What to do:
Please print the full listing exactly.

Entries provided:
Issue #2128, opened 2021-02-08
Dynamic Page Toolbar revisit


JKMarkowski:
Dynamic Page toolbars.

Current implementation of toolbars (action/global) is too complex for such an easy case.
- `order` can be removed and added flex `reverse` property.
- `align-items/justify-content` should be rechecked

This would make implementation on NGX easier

PR #2154, opened 2021-02-16
fix: simplify dynamic page

JKMarkowski:
## Related Issue
Closes https://github.com/SAP/fundamental-styles/issues/2128

## Description
There is refactor  of dynamic page - A lot of classes have been removed / updated. 
Examples have been changed to keep cozy buttons / cozy footers.
Placement for toolbars with buttons has been changed. For
- Desktop - it's aligned with title in single line
- Tablet / Mobile - first row is aligned with breadcrumb, second is aligned with a the tite

## BREAKING CHANGE:
- Removed all of size modifier classes with `--sm/--md/--lg/--xl`
- Removed `fd-dynamic-page__actions-container` - Additional container is not needed anymore
- `fd-dynamic-page__toolbar-actions` changed to `fd-dynamic-page__toolbar--actions`
- `fd-dynamic-page__content-toolbar` changed to `fd-dynamic-page__toolbar--content`
- `fd-tab` size modifier are not needed anymore 
- Placement of toolbars in DOM with buttons changed positions in tablet and desktop mode: 
  Now should be wrapped inside `fd-dynamic-page__breadcrumb-container` or `fd-dynamic-page__title-container`

- [x] All values are in `rem`
- [x] RTL support
3. Testing
- [x] Updated tests
4. Documentation

### DIFF
--- a/src/dynamic-page.scss
+++ b/src/dynamic-page.scss
@@ -228,6 +228,8 @@ $block: #{$fd-namespace}-dynamic-page;
   }
 
   .#{$block}__toolbar {
+    @include fd-reset-spacing();
+
     padding-left: $fd-dynamic-page-toolbar-space;
 
     @include fd-rtl() {
@@ -296,6 +298,8 @@ $block: #{$fd-namespace}-dynamic-page;
   }
 
   .#{$block}__tabs {
+    @include fd-reset-spacing();
+
     &--overflow {
       overflow: hidden;
     }
--- a/src/dynamic-page.scss
+++ b/src/dynamic-page.scss
@@ -18,6 +18,7 @@ $block: #{$fd-namespace}-dynamic-page;
   $fd-button-height: 1.5rem;
   $fd-button-clickable-height: 2rem;
   $fd-button-touchable-area: ($fd-button-clickable-height - $fd-button-height) / 2;
+  $fd-dynamic-page-toolbar-space: 1rem;
 
   @include fd-reset();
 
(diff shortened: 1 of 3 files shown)


src/dynamic-page.scss
```diff
@@ -458,38 +366,94 @@ $block: #{$fd-namespace}-dynamic-page;
...
 
-    &--md,
-    &--lg {
-      @include responsive-page($fd-dynamic-page-header-padding-top-bottom, 2rem);
+    .#{$block}__toolbar {
+      padding-left: 1rem;
+      margin-left: auto;
+
+      @include fd-rtl() {
+        margin-left: initial;
```
InnaAtanasova, line 401: `initial` does not work in IE11

src/dynamic-page.scss
```diff
@@ -211,89 +214,37 @@ $block: #{$fd-namespace}-dynamic-page;
...
-    &--md {
-      flex-flow: row;
+    margin-left: auto;
 
-      .#{$block}__toolbar-container {
-        flex-flow: column wrap;
-      }
+    @include fd-rtl() {
+      margin-right: auto;
+      margin-left: initial;
```
InnaAtanasova, line 225: `initial` does not work in IE11

src/dynamic-page.scss
```diff
@@ -458,38 +366,94 @@ $block: #{$fd-namespace}-dynamic-page;
...
-      @include responsive-page($fd-dynamic-page-header-padding-top-bottom, 2rem);
+    .#{$block}__toolbar {
+      padding-left: 1rem;
+      margin-left: auto;
+
+      @include fd-rtl() {
+        margin-left: initial;
+        margin-right: auto;
+        padding-left: 0;
+        padding-right: 1rem;
```
InnaAtanasova, line 404: this should be in a variable

src/dynamic-page.scss
```diff
@@ -458,38 +366,94 @@ $block: #{$fd-namespace}-dynamic-page;
...
+      }
+
+      &--content {
+        margin-left: initial;
```
InnaAtanasova, line 408: same here for IE11

src/dynamic-page.scss
```diff
@@ -458,38 +366,94 @@ $block: #{$fd-namespace}-dynamic-page;
...
+
+        @include fd-rtl() {
+          margin-right: initial;
```
InnaAtanasova, line 411: and here

InnaAtanasova (changes requested):

JKMarkowski:
@InnaAtanasova Thank you for review, you comments have been addressed

InnaAtanasova (approved):

droshev (approved):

Task response:
Issue #2128, opened 2021-02-08
Dynamic Page Toolbar revisit


JKMarkowski:
Dynamic Page toolbars.

Current implementation of toolbars (action/global) is too complex for such an easy case.
- `order` can be removed and added flex `reverse` property.
- `align-items/justify-content` should be rechecked

This would make implementation on NGX easier

PR #2154, opened 2021-02-16
fix: simplify dynamic page

JKMarkowski:
## Related Issue
Closes https://github.com/SAP/fundamental-styles/issues/2128

## Description
There is refactor  of dynamic page - A lot of classes have been removed / updated. 
Examples have been changed to keep cozy buttons / cozy footers.
Placement for toolbars with buttons has been changed. For
- Desktop - it's aligned with title in single line
- Tablet / Mobile - first row is aligned with breadcrumb, second is aligned with a the tite

## BREAKING CHANGE:
- Removed all of size modifier classes with `--sm/--md/--lg/--xl`
- Removed `fd-dynamic-page__actions-container` - Additional container is not needed anymore
- `fd-dynamic-page__toolbar-actions` changed to `fd-dynamic-page__toolbar--actions`
- `fd-dynamic-page__content-toolbar` changed to `fd-dynamic-page__toolbar--content`
- `fd-tab` size modifier are not needed anymore 
- Placement of toolbars in DOM with buttons changed positions in tablet and desktop mode: 
  Now should be wrapped inside `fd-dynamic-page__breadcrumb-container` or `fd-dynamic-page__title-container`

- [x] All values are in `rem`
- [x] RTL support
3. Testing
- [x] Updated tests
4. Documentation

### DIFF
--- a/src/dynamic-page.scss
+++ b/src/dynamic-page.scss
@@ -228,6 +228,8 @@ $block: #{$fd-namespace}-dynamic-page;
   }
 
   .#{$block}__toolbar {
+    @include fd-reset-spacing();
+
     padding-left: $fd-dynamic-page-toolbar-space;
 
     @include fd-rtl() {
@@ -296,6 +298,8 @@ $block: #{$fd-namespace}-dynamic-page;
   }
 
   .#{$block}__tabs {
+    @include fd-reset-spacing();
+
     &--overflow {
       overflow: hidden;
     }
--- a/src/dynamic-page.scss
+++ b/src/dynamic-page.scss
@@ -18,6 +18,7 @@ $block: #{$fd-namespace}-dynamic-page;
   $fd-button-height: 1.5rem;
   $fd-button-clickable-height: 2rem;
   $fd-button-touchable-area: ($fd-button-clickable-height - $fd-button-height) / 2;
+  $fd-dynamic-page-toolbar-space: 1rem;
 
   @include fd-reset();
 
(diff shortened: 1 of 3 files shown)


src/dynamic-page.scss
```diff
@@ -458,38 +366,94 @@ $block: #{$fd-namespace}-dynamic-page;
...
 
-    &--md,
-    &--lg {
-      @include responsive-page($fd-dynamic-page-header-padding-top-bottom, 2rem);
+    .#{$block}__toolbar {
+      padding-left: 1rem;
+      margin-left: auto;
+
+      @include fd-rtl() {
+        margin-left: initial;
```
InnaAtanasova, line 401: `initial` does not work in IE11

src/dynamic-page.scss
```diff
@@ -211,89 +214,37 @@ $block: #{$fd-namespace}-dynamic-page;
...
-    &--md {
-      flex-flow: row;
+    margin-left: auto;
 
-      .#{$block}__toolbar-container {
-        flex-flow: column wrap;
-      }
+    @include fd-rtl() {
+      margin-right: auto;
+      margin-left: initial;
```
InnaAtanasova, line 225: `initial` does not work in IE11

src/dynamic-page.scss
```diff
@@ -458,38 +366,94 @@ $block: #{$fd-namespace}-dynamic-page;
...
-      @include responsive-page($fd-dynamic-page-header-padding-top-bottom, 2rem);
+    .#{$block}__toolbar {
+      padding-left: 1rem;
+      margin-left: auto;
+
+      @include fd-rtl() {
+        margin-left: initial;
+        margin-right: auto;
+        padding-left: 0;
+        padding-right: 1rem;
```
InnaAtanasova, line 404: this should be in a variable

src/dynamic-page.scss
```diff
@@ -458,38 +366,94 @@ $block: #{$fd-namespace}-dynamic-page;
...
+      }
+
+      &--content {
+        margin-left: initial;
```
InnaAtanasova, line 408: same here for IE11

src/dynamic-page.scss
```diff
@@ -458,38 +366,94 @@ $block: #{$fd-namespace}-dynamic-page;
...
+
+        @include fd-rtl() {
+          margin-right: initial;
```
InnaAtanasova, line 411: and here

InnaAtanasova (changes requested):

JKMarkowski:
@InnaAtanasova Thank you for review, you comments have been addressed

InnaAtanasova (approved):

droshev (approved):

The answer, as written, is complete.